Evvy is fifteen and pushes, pushing, pushes. Rosethorn can't help but push back. (Bi-Fandom SFF Emelan F/F.)
PG-13
Evvy is fifteen and pushes, pushing, pushes. She wants answers and she wants questions and sometimes Rosethorn can’t give her either of those things. Lark is better at that, but Evvy won’t have Lark.
Rosethorn doesn’t especially like children. She certainly dislikes teenagers and Evvy is no longer a child. She tells Rosethorn so every time one of her questions meets with an unsatisfactory answer. Her eyes snap and it’s only through, Rosethorn suspects, great power of will that her foot stays firmly and quietly on the ground when she says “I’m not a child.”
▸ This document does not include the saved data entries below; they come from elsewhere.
PR #581, opened 2019-09-04
fix: Select arrow in IE11

747823:
The native select arrow on IE11 was covering our custom icon, this change hides the native one. Also changed the rollup command to be run with `npx`, my terminal was not able to find the rollup executable from .bin without `npx`. Using `npx` makes it more reliable.

### DIFF
--- a/packages/core/package.json
+++ b/packages/core/package.json
@@ -5,7 +5,7 @@
   "main": "dist/index.cjs.js",
   "module": "dist/index.esm.js",
   "scripts": {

It’s hard, then, not to respond with an equally juvenile answer. Sometimes Rosethorn can’t quite stop herself and Evvy gets angry. She wishes the girl had attached onto Lark instead. Lark would know what to do and no one would get burned quite so badly.
When they come back to Discipline she tries to pass Evvy off on Lark. “You have more in common with her,” she says.
Lark blinks slowly. “You mean we’re both reformed street rats?” She gives Rosethorn a sweetly wry look. “A small similarity in our backgrounds won’t make up for some greater disparities in our character.”
“You’re better at children than I am,” Rosethorn says desperately.
“All it is, love, is practice.” Lark smiles. “And look how well you did with Briar.”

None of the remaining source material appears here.